[[ Exercise input open ]]

PR #4431, opened 2020-12-16
[WFCORE-5232] Use a new process to delete the install directory. JBos…

jamezp:
…s Modules holds locks on the JAR's which results in a failure to delete the install directory on Windows. By using a new process we wait until the main process has died and we delete the files in the new process avoiding the files being locked.

https://issues.redhat.com/browse/WFCORE-5232

@jfdenise This is my proposal to the issue with deleting the Windows install directory. What this will do is for Windows by default it will launch a new process which deletes the directory. For all other operating systems it will just delete the directory in the same process. Note this can be overridden with the `org.wildfly.core.jar.cleanup.newProcess` system property.

There is also a slight change to the extraction of the container from the bootable JAR. It simply checks for the existence of a `wildfly-cleanup-marker` file in the install directory and waits for a settable timeout before it just continues. This is to avoid possible issues where a directory is being deleted, but the restart of the bootable JAR happens too fast.

### DIFF
--- a/bootable-jar/runtime/src/main/java/org/wildfly/core/jar/runtime/BootableJar.java
+++ b/bootable-jar/runtime/src/main/java/org/wildfly/core/jar/runtime/BootableJar.java
@@ -23,14 +23,16 @@ import java.io.InputStream;
 import java.io.InputStreamReader;
 import java.lang.management.ManagementFactory;
 import java.nio.charset.StandardCharsets;
-import java.nio.file.FileVisitResult;
 import java.nio.file.Files;
 import java.nio.file.Path;
-import java.nio.file.SimpleFileVisitor;
-import java.nio.file.attribute.BasicFileAttributes;
+import java.nio.file.StandardOpenOption;
 import java.util.ArrayList;
+import java.util.Collections;
 import java.util.List;
 import java.util.Properties;
+import java.util.concurrent.ExecutorService;
+import java.util.concurrent.Executors;
+import java.util.concurrent.TimeUnit;
 import javax.xml.parsers.DocumentBuilder;
 import javax.xml.parsers.DocumentBuilderFactory;
 import javax.xml.transform.Transformer;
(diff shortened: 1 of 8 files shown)


bootable-jar/runtime/src/main/java/org/wildfly/core/jar/runtime/InstallationCleaner.java
```diff
@@ -0,0 +1,196 @@
...
+        final Path java;
+        if (environment.isWindows()) {
+            java = javaHome.resolve("bin").resolve("java.exe");
+        } else {
+            java = javaHome.resolve("bin").resolve("java");
+        }
+        if (Files.exists(java)) {
+            return java.toString();
+        }
+        return "java";
```
jfdenise, line 176: Should it be java.exe for Windows?

jamezp: I thought about that, but I know on Windows from CMD `java` works. That said `java.home` should never be a missing property and this is a fallback that should never happen. I should probably just verify the full path exists and then fall back though to be safe.

bootable-jar/runtime/src/main/java/org/wildfly/core/jar/runtime/BootableJar.java
```diff
@@ -233,21 +230,15 @@ private LogContext configureLogContext() throws IOException {
...
-
-    private void cleanup() {
-        log.deletingHome(environment.getJBossHome());
-        deleteDir(environment.getJBossHome());
+        server = buildServer(startServerArgs);
 
+        if (Files.notExists(pidFile)) {
+            Files.write(pidFile, Collections.singleton(Long.toString(org.wildfly.common.os.Process.getProcessId())), StandardCharsets.UTF_8, StandardOpenOption.CREATE_NEW);
+        } else {
+            log.pidFileAlreadyExists(pidFile, environment.getJBossHome());
```
jamezp, line 239: Maybe instead of just logging this should throw an exception. What do you think @jfdenise?

jfdenise: I agree, that seems an invalid state. We should start from an empty directory.

jmesnil:
@jamezp thanks!

PR #4435, opened 2021-01-03
[WFCORE-5233] Improve ability for WildFly Core consumers to use its Galleon source without depending on the wildfly-core feature pack

bstansberry:
https://issues.redhat.com/browse/WFCORE-5233


core-feature-pack/galleon-pruned/pom.xml
```diff
@@ -0,0 +1,82 @@
...
+        <groupId>org.wildfly.core</groupId>
+        <artifactId>wildfly-core-feature-pack-parent</artifactId>
+        <!--
+        Maintain separation between the artifact id and the version to help prevent
+        merge conflicts between commits changing the GA and those changing the V.
+        -->
+        <version>14.0.0.Beta5-SNAPSHOT</version>
+    </parent>
+
+    <artifactId>wildfly-core-feature-pack-galleon-legacy</artifactId>
```
jmesnil, line 37: could you add a <name> to better identify this module?

I'm not sure for consistency sake if it should be rather named `wildfly-core-feature-pack-galleon-pruned`.
I interpret "legacy" feature pack as our previous feature pack model (before Galleon).

core-feature-pack/galleon-common/src/main/resources/feature_groups/core-basic-profile.xml
```diff
@@ -1,5 +1,5 @@
 <?xml version="1.0" encoding="UTF-8"?>
-<feature-group-spec name="basic-profile" xmlns="urn:jboss:galleon:feature-group:1.0">
+<feature-group-spec name="core-basic-profile" xmlns="urn:jboss:galleon:feature-group:1.0">
```
jmesnil, line 2: the rule of thumb is that feature-groups which share the same name in WildFly (Full) and WildFly Core should be renamed to `core-xxx` to disambiguate. Is that correct?

core-feature-pack/galleon-pruned/pom.xml
bstansberry: Done

core-feature-pack/galleon-common/src/main/resources/feature_groups/core-basic-profile.xml
bstansberry: Yes. 

A simple way to think of it is all these shared galleon files end up being unzipped or copied into the same target/resources folder, so the same file in WF will overwrite the one from core. So to pick up the content from core either the core file needs a unique name, or all the content from the core file would have to be duplicated in the WF file.

bstansberry:
@jmesnil I updated this to change the GAV of the new module.  I also added an additional commit to move a package out of the shared galleon stuff.

jmesnil (approved):

jmesnil:
@bstansberry thanks

PR #4447, opened 2021-01-07
[WFCORE-5240] Add a ManagementResourceRegistration.registerSubModelIf…

bstansberry:
…Absent method

https://issues.redhat.com/browse/WFCORE-5240


bstansberry:
I stuck the hold label on this as I think the use case needs a bit more of a think.

bstansberry:
I don't think this is a good idea; closing.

[[ Exercise input closed ]]

● **Work instructions**
Using the entries above, return exactly the lines from the line with "import java.io.InputStreamReader;" to the line with "-import java.nio.file.SimpleFileVisitor;", counting both of those lines.

● **Exercise solution**
 import java.io.InputStreamReader;
 import java.lang.management.ManagementFactory;
 import java.nio.charset.StandardCharsets;
-import java.nio.file.FileVisitResult;
 import java.nio.file.Files;
 import java.nio.file.Path;
-import java.nio.file.SimpleFileVisitor;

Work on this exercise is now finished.